#### Supplied data

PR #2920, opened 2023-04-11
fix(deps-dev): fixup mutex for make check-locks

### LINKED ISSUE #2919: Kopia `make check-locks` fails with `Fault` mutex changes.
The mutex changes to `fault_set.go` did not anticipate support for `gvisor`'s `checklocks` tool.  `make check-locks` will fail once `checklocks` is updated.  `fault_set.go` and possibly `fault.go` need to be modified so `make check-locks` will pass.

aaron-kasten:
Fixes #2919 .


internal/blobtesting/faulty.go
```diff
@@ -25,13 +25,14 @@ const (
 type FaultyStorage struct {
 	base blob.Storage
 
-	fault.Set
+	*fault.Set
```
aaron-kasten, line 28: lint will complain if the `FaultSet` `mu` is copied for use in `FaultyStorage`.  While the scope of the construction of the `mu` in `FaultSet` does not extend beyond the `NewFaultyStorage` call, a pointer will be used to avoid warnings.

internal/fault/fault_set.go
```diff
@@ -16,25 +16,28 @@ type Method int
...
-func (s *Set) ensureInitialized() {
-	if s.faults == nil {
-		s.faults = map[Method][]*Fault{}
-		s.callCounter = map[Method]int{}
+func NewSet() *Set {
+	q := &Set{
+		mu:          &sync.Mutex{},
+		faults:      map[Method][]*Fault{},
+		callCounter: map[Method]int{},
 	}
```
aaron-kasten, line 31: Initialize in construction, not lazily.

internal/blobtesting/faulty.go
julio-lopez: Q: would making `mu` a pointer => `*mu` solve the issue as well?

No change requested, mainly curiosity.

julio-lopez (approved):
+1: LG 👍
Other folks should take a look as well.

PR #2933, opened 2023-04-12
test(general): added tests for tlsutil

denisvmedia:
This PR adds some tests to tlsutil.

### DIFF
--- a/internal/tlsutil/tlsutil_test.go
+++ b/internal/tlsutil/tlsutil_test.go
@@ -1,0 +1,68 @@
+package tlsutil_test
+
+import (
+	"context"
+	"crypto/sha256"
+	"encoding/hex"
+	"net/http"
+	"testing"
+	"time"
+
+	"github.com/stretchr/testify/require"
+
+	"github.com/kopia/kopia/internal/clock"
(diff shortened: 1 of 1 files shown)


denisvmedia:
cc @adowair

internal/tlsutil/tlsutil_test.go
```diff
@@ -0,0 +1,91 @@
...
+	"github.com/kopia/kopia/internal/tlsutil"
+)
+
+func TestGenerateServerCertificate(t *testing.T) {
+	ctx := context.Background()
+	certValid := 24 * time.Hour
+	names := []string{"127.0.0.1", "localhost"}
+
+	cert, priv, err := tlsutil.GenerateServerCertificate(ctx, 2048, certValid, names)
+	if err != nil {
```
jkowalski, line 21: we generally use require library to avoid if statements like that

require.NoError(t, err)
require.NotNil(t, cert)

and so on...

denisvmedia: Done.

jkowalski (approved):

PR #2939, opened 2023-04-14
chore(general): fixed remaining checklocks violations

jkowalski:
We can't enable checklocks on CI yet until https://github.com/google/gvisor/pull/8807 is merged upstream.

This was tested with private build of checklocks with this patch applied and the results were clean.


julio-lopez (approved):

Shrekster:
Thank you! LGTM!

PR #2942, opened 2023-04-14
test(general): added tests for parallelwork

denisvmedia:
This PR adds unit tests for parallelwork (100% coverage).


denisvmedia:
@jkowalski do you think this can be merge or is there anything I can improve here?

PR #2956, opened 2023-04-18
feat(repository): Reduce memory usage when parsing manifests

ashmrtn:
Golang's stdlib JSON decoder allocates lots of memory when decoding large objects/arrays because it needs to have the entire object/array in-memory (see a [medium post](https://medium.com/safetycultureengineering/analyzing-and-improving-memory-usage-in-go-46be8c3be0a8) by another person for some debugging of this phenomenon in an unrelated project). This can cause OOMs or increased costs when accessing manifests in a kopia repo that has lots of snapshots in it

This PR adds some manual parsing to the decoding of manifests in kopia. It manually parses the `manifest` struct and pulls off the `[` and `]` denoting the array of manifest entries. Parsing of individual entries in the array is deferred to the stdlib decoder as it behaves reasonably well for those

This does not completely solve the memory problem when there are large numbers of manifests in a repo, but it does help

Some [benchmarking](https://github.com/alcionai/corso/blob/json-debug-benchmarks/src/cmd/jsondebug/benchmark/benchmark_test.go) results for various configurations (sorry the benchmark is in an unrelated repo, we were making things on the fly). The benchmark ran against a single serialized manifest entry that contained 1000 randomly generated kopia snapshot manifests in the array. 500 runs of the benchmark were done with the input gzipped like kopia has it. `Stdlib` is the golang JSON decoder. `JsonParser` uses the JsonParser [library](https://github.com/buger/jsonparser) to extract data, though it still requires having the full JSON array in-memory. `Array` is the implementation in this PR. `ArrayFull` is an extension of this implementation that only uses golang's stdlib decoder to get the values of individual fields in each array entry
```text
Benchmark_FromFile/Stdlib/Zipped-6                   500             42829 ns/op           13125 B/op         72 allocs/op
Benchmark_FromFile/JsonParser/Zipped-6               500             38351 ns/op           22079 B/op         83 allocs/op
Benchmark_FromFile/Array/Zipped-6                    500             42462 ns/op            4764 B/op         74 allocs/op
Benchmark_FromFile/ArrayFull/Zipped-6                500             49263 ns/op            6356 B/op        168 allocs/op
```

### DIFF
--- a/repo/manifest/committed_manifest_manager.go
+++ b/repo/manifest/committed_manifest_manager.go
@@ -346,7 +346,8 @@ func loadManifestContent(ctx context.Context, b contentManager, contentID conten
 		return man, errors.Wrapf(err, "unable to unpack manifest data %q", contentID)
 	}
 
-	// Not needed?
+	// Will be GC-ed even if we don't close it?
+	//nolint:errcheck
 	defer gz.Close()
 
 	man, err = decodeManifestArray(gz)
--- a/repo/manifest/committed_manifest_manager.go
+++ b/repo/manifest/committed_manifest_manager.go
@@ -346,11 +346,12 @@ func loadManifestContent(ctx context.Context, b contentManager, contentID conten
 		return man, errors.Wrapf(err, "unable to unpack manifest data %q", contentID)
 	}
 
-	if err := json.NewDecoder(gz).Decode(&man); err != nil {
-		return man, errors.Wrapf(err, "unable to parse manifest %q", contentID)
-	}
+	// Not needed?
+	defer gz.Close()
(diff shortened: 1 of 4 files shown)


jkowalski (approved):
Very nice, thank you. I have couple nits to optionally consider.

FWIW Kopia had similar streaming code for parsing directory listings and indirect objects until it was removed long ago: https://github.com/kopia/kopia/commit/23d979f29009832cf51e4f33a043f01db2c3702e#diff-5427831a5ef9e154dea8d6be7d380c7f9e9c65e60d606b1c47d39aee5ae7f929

########

The problem: Scan the data above, please, and give the number of lines where the word "callCounter" occurs, with no further text.

Answer to this problem: 2